_Try it_: Copy all lines below that use the word "always".
*** Source material Section Begins ***
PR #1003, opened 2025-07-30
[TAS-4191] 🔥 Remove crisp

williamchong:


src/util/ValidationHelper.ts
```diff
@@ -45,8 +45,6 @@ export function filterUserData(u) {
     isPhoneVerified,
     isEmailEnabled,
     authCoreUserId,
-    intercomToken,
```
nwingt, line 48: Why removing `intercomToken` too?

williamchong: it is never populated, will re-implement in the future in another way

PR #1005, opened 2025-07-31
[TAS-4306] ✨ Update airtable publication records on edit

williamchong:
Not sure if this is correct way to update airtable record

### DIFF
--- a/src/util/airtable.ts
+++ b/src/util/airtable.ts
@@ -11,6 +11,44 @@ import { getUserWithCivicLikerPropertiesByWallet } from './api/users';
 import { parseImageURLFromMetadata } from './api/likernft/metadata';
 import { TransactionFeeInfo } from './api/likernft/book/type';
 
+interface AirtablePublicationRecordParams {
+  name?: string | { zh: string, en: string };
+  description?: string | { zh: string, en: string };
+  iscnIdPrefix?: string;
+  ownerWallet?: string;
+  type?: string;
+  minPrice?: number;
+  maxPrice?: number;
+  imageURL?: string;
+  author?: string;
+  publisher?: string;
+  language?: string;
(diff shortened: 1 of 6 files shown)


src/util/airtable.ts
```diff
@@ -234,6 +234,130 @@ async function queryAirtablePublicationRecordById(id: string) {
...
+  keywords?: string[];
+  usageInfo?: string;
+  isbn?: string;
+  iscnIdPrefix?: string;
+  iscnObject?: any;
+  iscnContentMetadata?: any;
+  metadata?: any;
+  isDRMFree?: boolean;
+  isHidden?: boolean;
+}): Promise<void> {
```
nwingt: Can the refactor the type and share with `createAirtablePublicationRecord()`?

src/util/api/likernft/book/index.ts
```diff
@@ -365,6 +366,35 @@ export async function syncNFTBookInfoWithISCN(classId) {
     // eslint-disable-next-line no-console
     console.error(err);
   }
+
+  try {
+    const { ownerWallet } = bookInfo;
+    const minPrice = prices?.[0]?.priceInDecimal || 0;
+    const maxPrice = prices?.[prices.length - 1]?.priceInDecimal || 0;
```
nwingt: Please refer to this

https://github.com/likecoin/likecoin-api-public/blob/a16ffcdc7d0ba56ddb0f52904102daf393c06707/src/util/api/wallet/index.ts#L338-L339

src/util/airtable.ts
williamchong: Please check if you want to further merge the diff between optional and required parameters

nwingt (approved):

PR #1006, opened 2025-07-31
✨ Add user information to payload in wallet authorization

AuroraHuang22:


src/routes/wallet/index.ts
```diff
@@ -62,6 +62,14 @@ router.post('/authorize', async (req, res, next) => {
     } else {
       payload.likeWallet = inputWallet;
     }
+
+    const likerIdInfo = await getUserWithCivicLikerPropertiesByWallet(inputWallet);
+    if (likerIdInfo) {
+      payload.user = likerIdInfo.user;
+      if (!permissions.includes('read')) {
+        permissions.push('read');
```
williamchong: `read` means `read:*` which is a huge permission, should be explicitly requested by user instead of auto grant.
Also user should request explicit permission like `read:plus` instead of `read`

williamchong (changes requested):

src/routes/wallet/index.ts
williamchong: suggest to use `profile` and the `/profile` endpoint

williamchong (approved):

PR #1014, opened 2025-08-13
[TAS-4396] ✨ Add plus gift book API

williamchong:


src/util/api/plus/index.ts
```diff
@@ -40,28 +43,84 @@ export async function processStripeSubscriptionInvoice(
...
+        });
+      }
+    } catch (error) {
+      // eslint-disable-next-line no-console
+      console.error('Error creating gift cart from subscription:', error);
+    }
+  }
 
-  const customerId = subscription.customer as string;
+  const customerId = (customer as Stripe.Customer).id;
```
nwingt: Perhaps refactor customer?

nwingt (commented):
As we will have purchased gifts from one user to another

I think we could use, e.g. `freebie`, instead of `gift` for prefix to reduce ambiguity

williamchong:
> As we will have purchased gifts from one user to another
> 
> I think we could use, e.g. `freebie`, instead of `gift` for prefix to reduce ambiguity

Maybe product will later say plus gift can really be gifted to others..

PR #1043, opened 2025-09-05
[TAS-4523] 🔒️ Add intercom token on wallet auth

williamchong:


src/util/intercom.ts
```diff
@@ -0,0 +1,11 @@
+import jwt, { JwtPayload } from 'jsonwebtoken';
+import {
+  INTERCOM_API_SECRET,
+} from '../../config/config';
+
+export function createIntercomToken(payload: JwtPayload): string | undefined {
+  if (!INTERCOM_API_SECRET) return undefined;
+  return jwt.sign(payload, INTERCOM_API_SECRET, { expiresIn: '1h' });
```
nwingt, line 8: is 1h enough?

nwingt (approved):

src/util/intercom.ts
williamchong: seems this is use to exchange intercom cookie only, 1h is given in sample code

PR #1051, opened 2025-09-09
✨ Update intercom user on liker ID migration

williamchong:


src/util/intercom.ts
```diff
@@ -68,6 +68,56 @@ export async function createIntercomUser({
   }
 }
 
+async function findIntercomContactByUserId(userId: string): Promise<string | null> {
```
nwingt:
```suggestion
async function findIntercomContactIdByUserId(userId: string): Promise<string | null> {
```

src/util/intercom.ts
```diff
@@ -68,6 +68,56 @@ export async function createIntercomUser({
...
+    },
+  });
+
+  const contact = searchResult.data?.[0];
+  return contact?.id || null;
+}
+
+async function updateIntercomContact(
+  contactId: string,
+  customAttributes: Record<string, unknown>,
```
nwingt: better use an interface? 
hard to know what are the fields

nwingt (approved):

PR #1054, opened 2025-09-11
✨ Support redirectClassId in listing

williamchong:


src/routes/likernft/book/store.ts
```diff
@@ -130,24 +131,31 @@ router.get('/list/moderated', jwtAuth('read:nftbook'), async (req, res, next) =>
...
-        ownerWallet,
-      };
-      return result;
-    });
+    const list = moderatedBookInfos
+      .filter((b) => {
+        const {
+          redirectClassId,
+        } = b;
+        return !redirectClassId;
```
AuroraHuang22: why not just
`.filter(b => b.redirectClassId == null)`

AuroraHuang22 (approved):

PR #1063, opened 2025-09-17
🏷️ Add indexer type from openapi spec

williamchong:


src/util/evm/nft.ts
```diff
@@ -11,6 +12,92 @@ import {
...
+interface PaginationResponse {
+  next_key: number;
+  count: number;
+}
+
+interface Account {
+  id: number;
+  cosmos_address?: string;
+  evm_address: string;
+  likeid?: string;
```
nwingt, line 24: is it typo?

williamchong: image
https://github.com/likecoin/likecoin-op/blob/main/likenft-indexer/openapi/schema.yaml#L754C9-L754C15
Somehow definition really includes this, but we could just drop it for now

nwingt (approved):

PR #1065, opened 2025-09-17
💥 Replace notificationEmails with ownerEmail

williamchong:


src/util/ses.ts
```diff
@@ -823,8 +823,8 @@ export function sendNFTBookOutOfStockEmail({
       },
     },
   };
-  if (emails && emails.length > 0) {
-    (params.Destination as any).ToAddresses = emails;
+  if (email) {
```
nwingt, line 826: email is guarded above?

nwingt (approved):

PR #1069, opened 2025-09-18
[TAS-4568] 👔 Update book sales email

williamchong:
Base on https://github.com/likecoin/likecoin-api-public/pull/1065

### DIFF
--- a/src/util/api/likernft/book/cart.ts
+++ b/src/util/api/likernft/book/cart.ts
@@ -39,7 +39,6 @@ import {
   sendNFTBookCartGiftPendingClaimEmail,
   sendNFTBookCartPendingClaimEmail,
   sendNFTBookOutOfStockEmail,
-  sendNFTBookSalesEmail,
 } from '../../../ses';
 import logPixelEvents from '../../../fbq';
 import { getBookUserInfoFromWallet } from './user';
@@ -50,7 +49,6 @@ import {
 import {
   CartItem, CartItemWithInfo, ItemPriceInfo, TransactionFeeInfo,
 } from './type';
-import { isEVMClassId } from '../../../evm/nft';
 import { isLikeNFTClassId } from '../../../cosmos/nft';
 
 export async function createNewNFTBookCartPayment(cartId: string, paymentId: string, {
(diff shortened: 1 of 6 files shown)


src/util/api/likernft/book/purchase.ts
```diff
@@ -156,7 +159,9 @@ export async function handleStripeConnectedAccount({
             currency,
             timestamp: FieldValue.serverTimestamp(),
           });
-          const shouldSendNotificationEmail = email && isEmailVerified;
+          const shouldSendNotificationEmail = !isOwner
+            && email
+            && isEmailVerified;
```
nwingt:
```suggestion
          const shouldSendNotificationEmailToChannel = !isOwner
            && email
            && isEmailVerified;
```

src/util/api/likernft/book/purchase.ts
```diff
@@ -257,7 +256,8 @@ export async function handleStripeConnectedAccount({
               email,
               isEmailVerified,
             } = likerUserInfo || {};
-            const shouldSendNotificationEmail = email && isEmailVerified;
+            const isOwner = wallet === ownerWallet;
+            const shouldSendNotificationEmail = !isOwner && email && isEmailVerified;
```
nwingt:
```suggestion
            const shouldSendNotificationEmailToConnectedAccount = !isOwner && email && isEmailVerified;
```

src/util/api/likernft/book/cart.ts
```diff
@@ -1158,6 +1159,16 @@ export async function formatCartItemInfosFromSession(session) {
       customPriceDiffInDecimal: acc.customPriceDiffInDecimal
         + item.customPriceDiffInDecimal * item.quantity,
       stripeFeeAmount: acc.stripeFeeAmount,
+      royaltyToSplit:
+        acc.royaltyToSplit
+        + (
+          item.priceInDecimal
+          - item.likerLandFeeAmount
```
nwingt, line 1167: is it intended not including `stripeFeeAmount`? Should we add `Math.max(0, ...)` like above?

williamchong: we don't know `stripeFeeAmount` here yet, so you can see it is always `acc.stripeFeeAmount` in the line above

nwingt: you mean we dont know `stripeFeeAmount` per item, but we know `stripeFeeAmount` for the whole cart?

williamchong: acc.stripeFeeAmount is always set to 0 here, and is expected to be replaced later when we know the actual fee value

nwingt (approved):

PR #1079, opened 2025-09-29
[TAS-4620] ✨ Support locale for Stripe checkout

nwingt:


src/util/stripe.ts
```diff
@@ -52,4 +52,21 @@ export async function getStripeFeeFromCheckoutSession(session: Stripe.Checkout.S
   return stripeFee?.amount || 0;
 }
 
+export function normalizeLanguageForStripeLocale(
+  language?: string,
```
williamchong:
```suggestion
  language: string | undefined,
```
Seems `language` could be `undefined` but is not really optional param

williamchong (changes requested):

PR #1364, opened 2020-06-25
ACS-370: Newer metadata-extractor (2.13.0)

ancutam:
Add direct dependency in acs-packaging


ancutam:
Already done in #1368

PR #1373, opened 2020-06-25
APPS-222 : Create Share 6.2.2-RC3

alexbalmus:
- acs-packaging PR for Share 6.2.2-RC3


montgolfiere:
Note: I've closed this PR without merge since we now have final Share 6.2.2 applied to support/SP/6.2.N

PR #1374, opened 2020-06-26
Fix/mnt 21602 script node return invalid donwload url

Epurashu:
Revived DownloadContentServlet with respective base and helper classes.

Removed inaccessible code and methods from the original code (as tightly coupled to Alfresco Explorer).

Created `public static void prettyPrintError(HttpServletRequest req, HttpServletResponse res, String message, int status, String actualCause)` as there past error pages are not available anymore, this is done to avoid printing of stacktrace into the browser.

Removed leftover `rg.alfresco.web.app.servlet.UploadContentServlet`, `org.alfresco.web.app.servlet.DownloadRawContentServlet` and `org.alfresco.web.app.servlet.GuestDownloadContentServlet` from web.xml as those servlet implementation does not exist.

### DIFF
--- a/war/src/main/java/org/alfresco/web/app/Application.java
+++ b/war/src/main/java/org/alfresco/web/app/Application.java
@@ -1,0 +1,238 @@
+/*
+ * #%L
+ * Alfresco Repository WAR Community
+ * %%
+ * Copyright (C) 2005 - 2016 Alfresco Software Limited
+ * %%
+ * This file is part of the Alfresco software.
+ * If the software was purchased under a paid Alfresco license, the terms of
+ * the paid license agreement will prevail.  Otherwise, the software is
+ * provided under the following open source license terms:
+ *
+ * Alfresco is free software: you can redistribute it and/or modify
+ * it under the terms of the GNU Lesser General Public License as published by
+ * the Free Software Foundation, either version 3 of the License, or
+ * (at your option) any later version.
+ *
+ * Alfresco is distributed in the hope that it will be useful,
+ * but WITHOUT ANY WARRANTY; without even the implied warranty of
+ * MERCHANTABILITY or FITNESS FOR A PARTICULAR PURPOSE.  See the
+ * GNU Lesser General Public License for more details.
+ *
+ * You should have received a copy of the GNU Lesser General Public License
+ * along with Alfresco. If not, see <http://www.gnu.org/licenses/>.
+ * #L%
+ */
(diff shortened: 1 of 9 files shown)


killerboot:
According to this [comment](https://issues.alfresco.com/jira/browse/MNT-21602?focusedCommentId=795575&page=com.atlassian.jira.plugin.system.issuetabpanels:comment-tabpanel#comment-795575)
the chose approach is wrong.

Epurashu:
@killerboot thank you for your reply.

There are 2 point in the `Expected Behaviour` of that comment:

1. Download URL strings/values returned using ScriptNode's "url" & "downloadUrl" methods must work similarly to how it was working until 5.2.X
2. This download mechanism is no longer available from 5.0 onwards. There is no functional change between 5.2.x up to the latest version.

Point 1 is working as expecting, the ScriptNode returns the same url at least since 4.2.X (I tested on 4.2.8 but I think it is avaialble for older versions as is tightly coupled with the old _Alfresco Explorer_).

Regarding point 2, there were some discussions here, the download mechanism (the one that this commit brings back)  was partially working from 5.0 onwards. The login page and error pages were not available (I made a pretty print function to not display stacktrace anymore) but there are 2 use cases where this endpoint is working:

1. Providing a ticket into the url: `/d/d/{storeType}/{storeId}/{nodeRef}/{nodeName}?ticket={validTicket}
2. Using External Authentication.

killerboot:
*** Source material Section Ends ***
_Solution to this exercise_:
williamchong: we don't know `stripeFeeAmount` here yet, so you can see it is always `acc.stripeFeeAmount` in the line above
williamchong: acc.stripeFeeAmount is always set to 0 here, and is expected to be replaced later when we know the actual fee value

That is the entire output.